FIG. 4 shows an alternate embodiment of the inverse transform and post-processing processes. With the L/R select signal 88, switches 80 and 85, the input mixed down frequency coefficients L_ML 12 and L_MS 13 of an audio block are first inverse transformed with the respective inverse transform for long transform block 81 and inverse transform for shorter transform block 82. The results of the two inverse transform are added together by adder 83 and the subject to post-processing 84 before outputting to the left channel output buffer 86. Subsequently, the L/R select signal 88 is changed, and the input mixed down frequency coefficients R_ML 14 and R_MS 15 are inverse transformed with the respective inverse transform for long transform block 81 and inverse transform for shorter transform block 82. The results of the two inverse transform are added together by adder 83 and then subject to post-processing 84 before outputting to the right channel output buffer 87. Finally, the decompressed audio signals, output mixed down left channel 18 and output mixed down right channel 19, are sent out from the left channel output buffer 86 and right channel output buffer 87 respectively.

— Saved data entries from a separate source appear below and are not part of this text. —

PR #1965, opened 2024-07-29
MAINT: Update ruff version to ~0.6.1

BenjaminBossan:
Changes:

- type comparisons now require is: `str is str`
- remove overridden class attribute `active_adapter`
- remove secondary import of `fbd_cuda`

_Update_: PR started with ruff v0.5.5, now upgraded to v0.6.1

Note. jupyter notebooks are excluded for now.


BenjaminBossan:
@yfeng95 it would be great if you could confirm that the `fbd_cuda` import is redundant and can be safely removed.

SunMarc (approved):
Nice ! Thanks for updating !

PR #1969, opened 2024-07-29
FIX: New bloom changes breaking prompt learning

BenjaminBossan:
Bloom had two dimensions of the attention layer transposed (compared to all other transformers models), which was fixed by:

https://github.com/huggingface/transformers/pull/31445

Therefore, for future transformers versions, skip the special handling in PEFT.

There is also an issue that prompt injection did not take place when `past_key_values` was a `Cache` object that is empty. This should now hopefully work as expected.

For the time being, `past_key_values` is still being passed as a tuple of tensors, not sure if eventually this must be a `Cache` object. If yes, this will need fixing in a future PR. Same goes for the usage of `get_seq_length()` on `Cache` objects.

Note: 
I tested this locally with transformers installed form main and bloom tests passed. PEFT CI only tests this nightly, not on PR.

### DIFF
--- a/src/peft/peft_model.py
+++ b/src/peft/peft_model.py
@@ -1708,9 +1708,6 @@ class PeftModelForCausalLM(PeftModel):
                 prompts = prompts.to(inputs_embeds.dtype)
                 model_kwargs["inputs_embeds"] = torch.cat((prompts, inputs_embeds), dim=1)
                 model_kwargs["input_ids"] = None
-                if peft_config.peft_type == PeftType.PREFIX_TUNING:
-                    new_past_key_values = self.get_prompt(batch_size=model_kwargs["input_ids"].shape[0])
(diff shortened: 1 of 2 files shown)


BenjaminBossan:
Would one of you @ArthurZucker or @gante be so kind to review this PR? Note that the code [here](https://github.com/huggingface/peft/pull/1969/files#diff-95787fcc5356568929e383449ade2c1bac5da43deccab17318652b62ed171ae7R1706-R1710) is just unindented, so the actual diff is smaller than it seems.

gante (approved):
LGTM 👍

gante:
@BenjaminBossan 

> not sure if eventually this must be a Cache object. 

I don't think it will, for the foreseeable future. We're out of bandwidth to convert all models :) A note: the cache class has a `to_legacy_cache()` method, PEFT can convert the `Cache` objects to the tuple format if needed

PR #1973, opened 2024-07-30
fix: lora+: include lr in optimizer kwargs

kallewoof:
Playing with the LoRA+ optimizer, I realized that the underlying optimizer will complain about the required positional `lr` argument if it is not included in the optimizer kwargs.

In [the original implementation](https://github.com/nikhil-ghosh-berkeley/loraplus/blob/a0c44bfec0eff97b9574469366bc6b0ccc28838d/lora_plus.py#L106), this was actually already the case, but somehow this fell out along the way.

### DIFF
--- a/src/peft/optimizers/loraplus.py
+++ b/src/peft/optimizers/loraplus.py
@@ -42,7 +42,6 @@ def create_loraplus_optimizer(
     Args:
         model (`torch.nn.Module`): The model to be optimized.
         optimizer_cls (`torch.optim.Optimizer`): The optimizer class to be used.
-        lr (`float`): The learning rate to be used for the optimizer.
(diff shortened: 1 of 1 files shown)


BenjaminBossan:
Thanks for fixing this issue. But isn't the better fix to add `lr` to the `kwargs`? I.e.

```diff
- lr = kwargs["lr"]
+ kwargs["lr"] = lr
```

Then we can leave `lr` in the function signature, which is more user friendly than raising a `KeyError` down the line.

kallewoof:
Ah, to make it a forced argument to `create_loraplus_optimizer`. Yes.

BenjaminBossan (approved):
Thanks for fixing this oversight.

PR #1987, opened 2024-08-02
fix: fix docker build gpus

XciD:


BenjaminBossan (approved):
Thanks a lot for fixing the docker build.

PR #2202, opened 2024-11-07
FIX: LoRA & DoRA for depthwise-convolutional layers

gslama12:
I don't know if this is something that you want to fix, but i am currently doing research on PEFT methods for edge device models and made this small change to allow LoRA & DoRA to be applied to CNNs that use depthwise-separable convolution.

**Example:**
For a depthwise conv layer like `Conv2d(32,  32, kernel=(3,3), groups=32)`, the weight would be `(32,1,3,3)`. When we apply LoRA we cascade a `Conv2d(32,  r, kernel=(3,3))` and a` Conv2d(r,  32, kernel=(1,1))`. This means that we get 2 weights with dimensions `(r, 32, 3, 3)` and `(32, r, 1, 1)`. This means that even if we choose r=1, the LoRA adapter alone has more parameters than the original depthwise-convolution, which not parameter efficient. There is also no way around that, as the dw-convolution will always have less parameters than the lora adapter.


gslama12:
Closed, because this can be handled using "target_modules=" in LoraConfig.

BenjaminBossan:
It could make sense to emit a warning in case that the LoRA adapter has more parameters than the original layer, but as you say, users can control which layers to target and it's their job to choose the layers and hyper-parameters in a way that actually leads to reduced trainable parameters.

Issue #2170, opened 2024-10-22
Invalid `none` check for loftq_config attribute in `LoraConfig`


sirluk:
### System Info

- `transformers` version: 4.45.2
- Platform: Linux-5.14.0-427.37.1.el9_4.x86_64-x86_64-with-glibc2.34
- Python version: 3.12.7
- Huggingface_hub version: 0.26.0
- Safetensors version: 0.4.5
- Accelerate version: 1.0.1
- Accelerate config:    not found
- PyTorch version (GPU?): 2.5.0+cu124 (True)
- Tensorflow version (GPU?): not installed (NA)
- Flax version (CPU?/GPU?/TPU?): not installed (NA)
- Jax version: not installed
- JaxLib version: not installed
- Using distributed or parallel set-up in script?: <fill in>
- Using GPU in script?: <fill in>
- GPU type: NVIDIA A100-SXM4-80GB

### Who can help?

@BenjaminBossan 

### Information

- [X] The official example scripts
- [ ] My own modified scripts

### Tasks

- [X] An officially supported task in the `examples` folder
- [ ] My own task or dataset (give details below)

### Reproduction

```python
from peft import LoraConfig

LoraConfig(init_lora_weights="loftq")
```
From the code in peft.tuners.lora.config.py this should raise a `ValueError`. 
```python
if self.loftq_config is None:
    raise ValueError("`loftq_config` must be specified when `init_lora_weights` is 'loftq'.")
```
However the loftq_config field of `LoraConfig` is defined  to be a dict by default, so it is never None.

### Expected behavior

`ValueError` should be raised when `init_lora_weights="loftq"` but `loftq_config` is not specified.

BenjaminBossan:
Good catch, indeed this check doesn't make sense as is. I'll fix it once I have a bit of time (it's not high priority). If someone else wants to take this, feel free to do so.

sparsh2:
@BenjaminBossan I would like to take this up if its okay

sirluk:
@BenjaminBossan @sparsh2 If its fine I would do it since I already started working on it as part of a different pull request that ideally should have the same structure as the fix for this

BenjaminBossan:
Thanks, please go ahead @sirluk since you already started to work on it. @sparsh2 I hope you did not put any time into this yet.

sparsh2:
No issues @sirluk @BenjaminBossan. @sirluk please go aheahd

PR #2215, opened 2024-11-14
[FIX] Invalid `None` check for `loftq_config` attribute in `LoraConfig`

sirluk:
Fix for #2170 

I improved the handling of loftq attributes in the `__init__` method of `LoraConfig`.

Aside from fixing the issue of the None check I added a warning when `init_lora_weights != "loftq"` but `loftq_config` is not specified. In that case I think it also makes sense to reset `loftq_config` to an empty dict.

I added two testcases for the expected Error/Warning is raised.

fyi: on my local machine a lot of gpu tests are failing but I dont think it is related to the changes as the same tests are failing when using the repo state from the main branch.


BenjaminBossan:
_Just a note: For some reason, the MacOS CI tests are not running. Last time this happened, it was (probably) some GH issue that resolved itself after waiting a day. I'll check this again tomorrow._

BenjaminBossan (approved):
Thanks a lot for the fixes to the LoftQ config checking and associated tests. LGTM.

Examples of the inverse transform for long transform block (numerals 4 and 6 of FIG. 1 and numeral 81 of FIG. 4) and inverse transform for shorter transform block numeral 5 and 7 of FIG. 1 and numeral 82 of FIG. 4) can be found in the ATSC (AC-3) standard specification. An example embodiment of the post-processing module (numeral 10 and 11 of FIG. 1 and numeral 84 of FIG. 4) consist of window, overlap/add, scaling and quantization can also be found the ATSC (AC-3) standard specification.

It will be apparent that by maintaining the long and shorter transform block coefficients separately, downmixing can be performed in the frequency domain in a multi-channel audio decoder with adaptive long and shorter transform block coded input bitstream. As this adaptive downmixing is performed before the inverse transform, the number of inverse transform per audio block is reduced to four instead of the number of coded audio channels; hence, if the number of coded audio channels in the input bitstream to the multi-channel audio decoder is six to eight channels, the reduction of the number of inverse transform required will be two to four. This represents a signification reduction in implementation complexity and computation load requirement.

The foregoing describes only some embodiment of the invention and modifications can be made without departing from the scope of the invention.